### Your instructions
When you reach the records below, output each one exactly.
^^^^^^^^^^^^^^^^
PR #1086, opened 2020-10-01
Copy the role attribute from Fedora to use in Cocina

jcoyne:
## Why was this change made?
Fixes https://github.com/sul-dlss/argo/issues/2262

Tested on stage.

### Before
Screen Shot 2020-10-01 at 1 50 08 PM

### After
Screen Shot 2020-10-01 at 1 49 55 PM

### DIFF
--- a/app/services/cocina/from_fedora/dro_structural.rb
+++ b/app/services/cocina/from_fedora/dro_structural.rb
^^^^^^^^^^^^^^^^
### Output of the task
PR #1086, opened 2020-10-01
Copy the role attribute from Fedora to use in Cocina

jcoyne:
## Why was this change made?
Fixes https://github.com/sul-dlss/argo/issues/2262

Tested on stage.

### Before
Screen Shot 2020-10-01 at 1 50 08 PM

### After
Screen Shot 2020-10-01 at 1 49 55 PM

### DIFF
--- a/app/services/cocina/from_fedora/dro_structural.rb
+++ b/app/services/cocina/from_fedora/dro_structural.rb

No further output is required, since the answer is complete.